## EXERCISE
Across the entries below, count the lines that contain the word "match" and reply with that number only.

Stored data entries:

PR #5188, opened 2019-03-31
AST: "CSX" -> "JSX"

helixbass:
@GeoffreyBooth PR to update all uses of "CSX" to use "JSX" instead


src/nodes.coffee
```diff
@@ -1034,27 +1034,11 @@ exports.IdentifierLiteral = class IdentifierLiteral extends Literal
     return
       name: @value
 
-exports.CSXTag = class CSXTag extends IdentifierLiteral
```
helixbass: Just had to move this class to below `JSXIdentifier` so that I could inherit from it (specifically to inherit its `astType: -> 'JSXIdentifier'`)

PR #5189, opened 2019-03-31
AST: JSX empty expression

helixbass:
@GeoffreyBooth in merging the latest `ast` into my branch and updating the Prettier plugin to use that dependency, I found that the AST structure being generated for JSX empty expressions (`{}`) was incorrect

Instead of a `JSXEmptyExpression` node *replacing* the typical `JSXExpressionContainer` node, it actually needs to be *nested inside* a `JSXExpressionContainer` node

So this PR updates the AST generated for JSX empty expressions to correctly match Babel AST

### DIFF
--- a/src/nodes.coffee
+++ b/src/nodes.coffee
@@ -1718,7 +1718,25 @@ exports.JSXElement = class JSXElement extends Base
           else # Interpolation
             {expression} = element
             unless expression?
-              new JSXEmptyExpression().withLocationDataFrom element
+              emptyExpression = new JSXEmptyExpression()
+              # We don’t currently have a token corresponding to the empty space
+              # between the JSX expression braces, so piece together the location
+              # data by trimming the braces from the Interpolation’s location data.
+              # Technically the last_line/last_column calculation here could be
+              # incorrect if the ending brace is preceded by a newline, but
+              # last_line/last_column aren’t used for AST generation anyway.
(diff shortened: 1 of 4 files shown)


src/nodes.coffee
```diff
@@ -1718,7 +1718,25 @@ exports.JSXElement = class JSXElement extends Base
...
             unless expression?
-              new JSXEmptyExpression().withLocationDataFrom element
+              emptyExpression = new JSXEmptyExpression()
+              # We don’t currently have a token corresponding to the empty space
+              # between the JSX expression braces, so piece together the location
+              # data by trimming the braces from the Interpolation’s location data.
+              # Technically the last_line/last_column calculation here could be
+              # incorrect if the ending brace is preceded by a newline, but
+              # last_line/last_column aren’t used for AST generation anyway.
+              emptyExpression.locationData =
```
helixbass: The `JSXEmptyExpression`'s location data needs to correspond to the *empty space* in between the JSX expression `{`/`}`

As I explained in a code comment here, we don't have a token corresponding to that empty space that we could directly use for the `JSXEmptyExpression` location data

So rather than trying to do something rather messy to eg create an "empty space" token to represent that (and pass it through the grammar), we're able to piece together the necessary location data here from the JSX expression's location data by stripping the location of the starting `{` and closing `}`

PR #5190, opened 2019-04-01
AST: JSX element as expression

helixbass:
@GeoffreyBooth here's another case I realized wasn't being distinguished by the existing logic for JSX content:

Even though it's unnecessary to do so, you could have a JSX element explicitly wrapped in a JSX expression (`{`/`}`). Eg typically you'd write
```
<a><b /></a>
```
but you could write
```
<a>{<b />}</a>
```
and the AST should be different (the second should have a `JSXExpressionContainer` wrapping the nested `JSXElement`)

This PR covers that case

### DIFF
--- a/src/nodes.coffee
+++ b/src/nodes.coffee
@@ -1739,7 +1739,9 @@ exports.JSXElement = class JSXElement extends Base
               new JSXExpressionContainer emptyExpression, locationData: element.locationData
             else
               unwrapped = expression.unwrapAll()
-              if unwrapped instanceof JSXElement
+              if unwrapped instanceof JSXElement and
+                  # distinguish `<a><b /></a>` from `<a>{<b />}</a>`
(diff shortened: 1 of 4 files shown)


src/nodes.coffee
```diff
@@ -1739,7 +1739,9 @@ exports.JSXElement = class JSXElement extends Base
               new JSXExpressionContainer emptyExpression, locationData: element.locationData
             else
               unwrapped = expression.unwrapAll()
-              if unwrapped instanceof JSXElement
+              if unwrapped instanceof JSXElement and
+                  # distinguish `<a><b /></a>` from `<a>{<b />}</a>`
+                  unwrapped.locationData.range[0] is element.locationData.range[0]
```
helixbass: Both the "unwrapped" and "wrapped" nested JSX element cases currently generate identical node class structures (they're both treated as `Interpolation`s), but we can distinguish them by inspecting location data

PR #5194, opened 2019-04-05
Basic class AST

helixbass:
@GeoffreyBooth first PR for class AST

This starts simple and just covers simple class/superclass name and simple methods (not static, not bound)

### DIFF
--- a/src/nodes.coffee
+++ b/src/nodes.coffee
@@ -792,6 +792,8 @@ exports.Block = class Block extends Base
   astType: ->
     if @isRootBlock
       'Program'
+    else if @isClassBody
+      'ClassBody'
     else
       'BlockStatement'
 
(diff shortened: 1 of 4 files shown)


src/nodes.coffee
```diff
@@ -2734,6 +2739,27 @@ exports.Class = class Class extends Base
 
     null
 
+  isStatementAst: -> yes
+
+  ast: (o, level) ->
+    @body.isClassBody = yes
+    @body.locationData = zeroWidthLocationDataFromEndLocation @locationData if @hasGeneratedBody
```
helixbass: Supply missing location data for an empty class body

src/nodes.coffee
```diff
@@ -3779,15 +3807,34 @@ exports.Code = class Code extends Base
     else
       name
 
-  astProperties: (o) ->
+  methodAstProperties: (o) ->
     return
+      static: no
```
helixbass: In TDD style, hardcode `static` and `computed` for now and will make them dynamically calculated once we get there/have tests that require it

PR #5197, opened 2019-04-09
Object property AST refinement: compilation level

helixbass:
@GeoffreyBooth I ran into a missing compilation level when generating AST for `ObjectProperty` (similar to eg #5184)

So this explicitly generates AST for the object property key/value at `LEVEL_LIST` (similar to `Assign`)

### DIFF
--- a/test/abstract_syntax_tree.coffee
+++ b/test/abstract_syntax_tree.coffee
@@ -1245,6 +1245,36 @@ test "AST as expected for Obj node", ->
     ]
     implicit: yes
 
+  testExpression '''
+    a:
+      if b then c
+  ''',
+    type: 'ObjectExpression'
+    properties: [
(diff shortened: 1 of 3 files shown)


test/abstract_syntax_tree.coffee
```diff
@@ -1245,6 +1245,36 @@ test "AST as expected for Obj node", ->
...
+  testExpression '''
+    a:
+      if b then c
+  ''',
+    type: 'ObjectExpression'
+    properties: [
+      type: 'ObjectProperty'
+      key: ID 'a'
+      value:
+        type: 'ConditionalExpression'
```
helixbass: This tests the specific case I ran into working on the Prettier plugin - this was generating an `IfStatement` inside a block instead of a `ConditionalExpression`

PR #5199, opened 2019-04-14
Class AST: static methods/properties

helixbass:
@GeoffreyBooth PR for class static methods/static properties

Remaining parts of class ASTs include bound/computed methods/properties and executable class bodies

### DIFF
--- a/src/nodes.coffee
+++ b/src/nodes.coffee
@@ -486,8 +486,9 @@ exports.Root = class Root extends Base
   # better not to generate them in the first place, but for now, clean up
   # obvious double-parentheses.
   compileNode: (o) ->
-    o.indent  = if o.bare then '' else TAB
-    o.level   = LEVEL_TOP
+    o.indent    = if o.bare then '' else TAB
+    o.level     = LEVEL_TOP
+    o.compiling = yes
     @initializeScope o
     fragments = @body.compileRoot o
     return fragments if o.bare
@@ -1272,8 +1273,10 @@ exports.Value = class Value extends Base
     lastProperty instanceof Slice
 
   looksStatic: (className) ->
-    (@this or @base instanceof ThisLiteral or @base.value is className) and
+    return no unless ((thisLiteral = @base) instanceof ThisLiteral or (name = @base).value is className) and
       @properties.length is 1 and @properties[0].name?.value isnt 'prototype'
+    return
+      staticClassName: thisLiteral ? name
 
   # The value can be unwrapped as its inner node, if there are no attached
   # properties.
@@ -2554,7 +2557,7 @@ exports.Class = class Class extends Base
 
   compileNode: (o) ->
     @name          = @determineName()
-    executableBody = @walkBody()
+    executableBody = @walkBody o
 
     # Special handling to allow `class expr.A extends A` declarations
     parentName    = @parent.base.value if @parent instanceof Value and not @parent.hasProperties()
@@ -2622,7 +2625,7 @@ exports.Class = class Class extends Base
       @variable.error message if message
     if name in JS_FORBIDDEN then "_#{name}" else name
 
-  walkBody: ->
+  walkBody: (o) ->
     @ctor          = null
     @boundMethods  = []
     executableBody = null
@@ -2640,7 +2643,7 @@ exports.Class = class Class extends Base
         pushSlice = -> exprs.push new Value new Obj properties[start...end], true if end > start
 
         while assign = properties[end]
-          if initializerExpression = @addInitializerExpression assign
+          if initializerExpression = @addInitializerExpression assign, o
             pushSlice()
             exprs.push initializerExpression
             initializer.push initializerExpression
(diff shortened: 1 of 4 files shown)


src/nodes.coffee
```diff
@@ -486,8 +486,9 @@ exports.Root = class Root extends Base
   # better not to generate them in the first place, but for now, clean up
   # obvious double-parentheses.
   compileNode: (o) ->
-    o.indent  = if o.bare then '' else TAB
-    o.level   = LEVEL_TOP
+    o.indent    = if o.bare then '' else TAB
+    o.level     = LEVEL_TOP
+    o.compiling = yes
```
helixbass: Introduce a flag on `o` that lets us distinguish (in node class methods shared by AST generation and compile-to-JS) whether we're "compiling" (to JS) as opposed to generating AST

src/nodes.coffee
```diff
@@ -1272,8 +1273,10 @@ exports.Value = class Value extends Base
     lastProperty instanceof Slice
 
   looksStatic: (className) ->
-    (@this or @base instanceof ThisLiteral or @base.value is className) and
+    return no unless ((thisLiteral = @base) instanceof ThisLiteral or (name = @base).value is className) and
       @properties.length is 1 and @properties[0].name?.value isnt 'prototype'
+    return
+      staticClassName: thisLiteral ? name
```
helixbass: In order to be able to generate AST that include the actual "static class name reference" (eg `A` from `A.b`, `this`, or `@` in the following:
```
class A
  A.b = ->
  @c: 2
  this.d = 3
```
, return that static class name reference as part of the return value from `looksStatic()` (while preserving its existing calling interface which expects a truthy or falsy return value)

src/nodes.coffee
```diff
@@ -2684,11 +2687,13 @@ exports.Class = class Class extends Base
...
   # (e.g. getters and setters defined via the `get` and `set` keywords as
   # opposed to the `Object.defineProperty` method).
-  addInitializerExpression: (node) ->
+  addInitializerExpression: (node, o) ->
     if node.unwrapAll() instanceof PassthroughLiteral
       node
     else if @validInitializerMethod node
       @addInitializerMethod node
+    else if not o.compiling and @validClassProperty node
+      @addClassProperty node
```
helixbass: In Babel, static class properties generate `ClassProperty` AST nodes, so if we're generating AST, create instances of the new `ClassProperty` node class as we encounter static properties while walking the class body

src/nodes.coffee
```diff
@@ -2872,6 +2894,23 @@ exports.ExecutableClassBody = class ExecutableClassBody extends Base
...
+
+  isStatement: YES
+
+  astProperties: (o) ->
+    return
+      key: @name.ast o, LEVEL_LIST
+      value: @value.ast o, LEVEL_LIST
+      static: !!@isStatic
+      computed: no
+      operator: @operatorToken?.value ? '='
```
helixbass: `operator` and `staticClassName` are Coffeescript-specific extensions to the Babel `ClassProperty` AST node type (and similarly on `ClassMethod` below)

src/nodes.coffee
GeoffreyBooth: I’m not sure about `o.compiling`. This appears to be the only place you need it; are you using it elsewhere in your Prettier branch for other things?

It seems like you’re using this in order to create a different node tree for JS versus AST generation. I’m wondering, why should we have separate trees? That seems like it would just make the overall codebase harder to maintain.

If you need a new child class for class properties or static class properties, can you make that new class used for both JS and AST? I know that might mean a bigger refactor on the JS side, but I think there’s value in keeping the two node trees/structures the same.

helixbass: > are you using it elsewhere in your Prettier branch for other things?

Yes, and it may come in handy elsewhere in these AST PRs

> I’m wondering, why should we have separate trees? That seems like it would just make the overall codebase harder to maintain

Well, let's look at this from the perspective of what we've been doing so far. In some places we've introduced node classes that also get used during compile-to-JS (eg the new JSX node classes). In other places we've introduced node classes that only get used during AST generation (eg `ObjectProperty`). We've been basing those decisions on things like how straightforward it is to integrate the new node classes

So basically yes there's a convenience to having the AST and JS node trees match but we've already set precedent (for good reasons) for having them diverge

The only difference here is that that divergence is taking place inside a shared helper method (rather than eg an AST-specific method) - sharing helper methods between compile-to-JS and AST generation is good for similar reasons (more maintainable, DRYer)

And conceptually I don't have a problem with a flag on `o` indicating whether we're in "compile-to-JS" mode or "AST generation" mode - `o` is basically a context object for various things about keeping track of the current task (whether that's compiling to JS or AST generation), so differentiating those two tasks seems like part of that context

> If you need a new child class for class properties or static class properties, can you make that new class used for both JS and AST?

So in terms of this specific choice (not to try and reuse `ClassProperty` in compile-to-JS), I avoided it because class compilation is a rather complex process and I felt like it wasn't worth messing with its nuts and bolts (just to avoid an AST-specific node class)

PR #5200, opened 2019-04-18
Partially fix #5121: array literal ending with empty function

### LINKED ISSUE #5121: Bug: Array literals that contain function or implicit objects with function values
Choose one: is this a bug report or feature request?

Bug report

### Input Code

```coffee
[k: ->]
```
and
```coffee
[j: -> m is 0]
```
and
```coffee
[->]
```

### Expected Behavior
The above should compile.

### Current Behavior
It does not compile.

### Context
```coffee
[->a]
```
compiles and
```coffee
[->,a]
```
compiles

### Environment

* CoffeeScript version: 2 only, version 1 compiles
* Node.js version:

helixbass:
@GeoffreyBooth I'd noted in #5121 that at least the cases where the `->` is immediately followed by `]` should be a simple fix

And then ran into that case working on the Prettier plugin

So this is a one-line fix (extending the similar fix from #4588) for those cases (I'd leave #5121 open since there is another case there that this PR doesn't address)

### DIFF
--- a/lib/coffeescript/rewriter.js
+++ b/lib/coffeescript/rewriter.js
@@ -846,7 +846,7 @@
           return i + 2;
         };
         return this.scanTokens(function(token, i, tokens) {
-          var conditionTag, j, k, ref, ref1, tag;
+          var conditionTag, j, k, ref, ref1, ref2, tag;
           [tag] = token;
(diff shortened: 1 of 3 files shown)


GeoffreyBooth:
Should this target `master`?

helixbass:
Sure, retargeted to `master`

## WRITTEN ANSWER
2